--- START ---

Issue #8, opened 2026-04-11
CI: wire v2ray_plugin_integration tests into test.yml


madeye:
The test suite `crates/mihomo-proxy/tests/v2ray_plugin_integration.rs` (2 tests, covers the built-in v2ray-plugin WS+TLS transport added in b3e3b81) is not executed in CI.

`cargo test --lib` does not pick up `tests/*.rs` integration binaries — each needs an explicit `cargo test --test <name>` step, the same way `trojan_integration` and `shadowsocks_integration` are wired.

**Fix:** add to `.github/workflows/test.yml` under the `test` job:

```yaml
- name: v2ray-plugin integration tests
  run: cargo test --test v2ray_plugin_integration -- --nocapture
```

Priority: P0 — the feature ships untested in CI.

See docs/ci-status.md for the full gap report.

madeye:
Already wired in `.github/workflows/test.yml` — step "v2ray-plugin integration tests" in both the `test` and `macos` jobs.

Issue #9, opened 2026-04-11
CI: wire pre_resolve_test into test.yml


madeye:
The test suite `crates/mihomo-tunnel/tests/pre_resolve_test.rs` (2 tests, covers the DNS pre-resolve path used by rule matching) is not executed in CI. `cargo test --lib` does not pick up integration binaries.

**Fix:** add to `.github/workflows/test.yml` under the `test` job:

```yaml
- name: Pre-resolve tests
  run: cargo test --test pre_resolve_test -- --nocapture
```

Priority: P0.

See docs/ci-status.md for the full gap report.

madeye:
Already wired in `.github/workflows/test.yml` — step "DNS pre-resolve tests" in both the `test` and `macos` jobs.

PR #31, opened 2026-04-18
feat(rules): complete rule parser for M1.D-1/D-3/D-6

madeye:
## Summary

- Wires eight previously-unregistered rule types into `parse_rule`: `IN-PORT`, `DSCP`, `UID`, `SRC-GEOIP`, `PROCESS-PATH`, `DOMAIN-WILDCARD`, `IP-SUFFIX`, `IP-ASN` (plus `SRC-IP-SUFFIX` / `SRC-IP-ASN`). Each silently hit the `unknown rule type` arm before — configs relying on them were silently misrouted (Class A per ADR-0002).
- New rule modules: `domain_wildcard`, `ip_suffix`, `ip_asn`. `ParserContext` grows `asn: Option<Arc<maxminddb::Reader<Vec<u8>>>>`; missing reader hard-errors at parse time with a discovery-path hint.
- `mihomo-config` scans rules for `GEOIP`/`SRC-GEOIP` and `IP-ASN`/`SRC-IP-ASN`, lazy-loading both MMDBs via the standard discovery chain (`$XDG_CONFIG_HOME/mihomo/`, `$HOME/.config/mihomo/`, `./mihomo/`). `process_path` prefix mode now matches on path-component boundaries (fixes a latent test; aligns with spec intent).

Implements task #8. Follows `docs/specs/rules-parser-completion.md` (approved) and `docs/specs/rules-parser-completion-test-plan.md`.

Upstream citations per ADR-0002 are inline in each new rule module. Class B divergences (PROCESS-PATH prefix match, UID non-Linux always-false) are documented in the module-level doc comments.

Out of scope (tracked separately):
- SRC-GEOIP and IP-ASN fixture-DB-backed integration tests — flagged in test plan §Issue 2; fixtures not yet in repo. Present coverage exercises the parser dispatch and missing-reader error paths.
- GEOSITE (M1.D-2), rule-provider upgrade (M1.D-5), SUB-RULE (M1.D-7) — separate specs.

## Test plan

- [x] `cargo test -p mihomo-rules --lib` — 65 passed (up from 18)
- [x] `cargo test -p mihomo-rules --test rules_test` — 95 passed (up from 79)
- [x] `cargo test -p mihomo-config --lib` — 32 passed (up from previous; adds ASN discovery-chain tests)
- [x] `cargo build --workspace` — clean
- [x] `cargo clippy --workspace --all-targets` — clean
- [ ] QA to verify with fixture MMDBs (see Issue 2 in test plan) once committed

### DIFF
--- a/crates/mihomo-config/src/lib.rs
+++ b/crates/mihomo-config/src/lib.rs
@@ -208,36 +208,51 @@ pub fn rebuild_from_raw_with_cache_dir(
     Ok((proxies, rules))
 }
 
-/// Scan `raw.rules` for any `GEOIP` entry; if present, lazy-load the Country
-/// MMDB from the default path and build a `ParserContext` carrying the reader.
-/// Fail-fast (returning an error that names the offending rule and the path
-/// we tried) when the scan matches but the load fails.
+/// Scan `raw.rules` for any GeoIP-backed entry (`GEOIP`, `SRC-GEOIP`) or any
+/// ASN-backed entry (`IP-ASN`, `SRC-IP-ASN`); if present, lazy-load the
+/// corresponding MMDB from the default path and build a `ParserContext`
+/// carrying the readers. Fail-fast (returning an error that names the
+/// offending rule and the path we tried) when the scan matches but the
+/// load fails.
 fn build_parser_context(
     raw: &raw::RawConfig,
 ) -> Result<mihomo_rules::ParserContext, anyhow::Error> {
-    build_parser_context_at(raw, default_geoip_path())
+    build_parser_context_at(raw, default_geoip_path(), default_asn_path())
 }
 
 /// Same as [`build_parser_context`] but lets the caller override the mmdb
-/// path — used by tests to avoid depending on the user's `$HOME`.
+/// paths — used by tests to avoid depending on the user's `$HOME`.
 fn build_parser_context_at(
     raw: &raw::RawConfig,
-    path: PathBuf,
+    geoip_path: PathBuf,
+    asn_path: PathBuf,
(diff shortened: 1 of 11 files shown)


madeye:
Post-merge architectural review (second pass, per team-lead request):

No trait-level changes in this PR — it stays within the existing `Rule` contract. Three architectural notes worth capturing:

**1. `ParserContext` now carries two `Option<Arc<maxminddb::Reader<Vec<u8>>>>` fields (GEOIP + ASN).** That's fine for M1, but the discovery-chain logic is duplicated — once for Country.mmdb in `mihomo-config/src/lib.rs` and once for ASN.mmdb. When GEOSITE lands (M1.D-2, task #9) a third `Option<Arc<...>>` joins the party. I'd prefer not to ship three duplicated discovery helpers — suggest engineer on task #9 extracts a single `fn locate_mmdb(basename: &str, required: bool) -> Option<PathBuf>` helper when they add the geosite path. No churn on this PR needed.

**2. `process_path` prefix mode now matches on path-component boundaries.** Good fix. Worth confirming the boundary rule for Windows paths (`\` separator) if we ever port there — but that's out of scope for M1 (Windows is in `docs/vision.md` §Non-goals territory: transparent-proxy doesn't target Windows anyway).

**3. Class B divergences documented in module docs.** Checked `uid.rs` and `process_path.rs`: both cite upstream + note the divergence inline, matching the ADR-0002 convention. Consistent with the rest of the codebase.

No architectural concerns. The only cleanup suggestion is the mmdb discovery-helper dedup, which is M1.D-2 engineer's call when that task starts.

--- END ---

§ Requirement
Copy every line of the data that holds the string "component".

§ Solved exercise
- `mihomo-config` scans rules for `GEOIP`/`SRC-GEOIP` and `IP-ASN`/`SRC-IP-ASN`, lazy-loading both MMDBs via the standard discovery chain (`$XDG_CONFIG_HOME/mihomo/`, `$HOME/.config/mihomo/`, `./mihomo/`). `process_path` prefix mode now matches on path-component boundaries (fixes a latent test; aligns with spec intent).
**2. `process_path` prefix mode now matches on path-component boundaries.** Good fix. Worth confirming the boundary rule for Windows paths (`\` separator) if we ever port there — but that's out of scope for M1 (Windows is in `docs/vision.md` §Non-goals territory: transparent-proxy doesn't target Windows anyway).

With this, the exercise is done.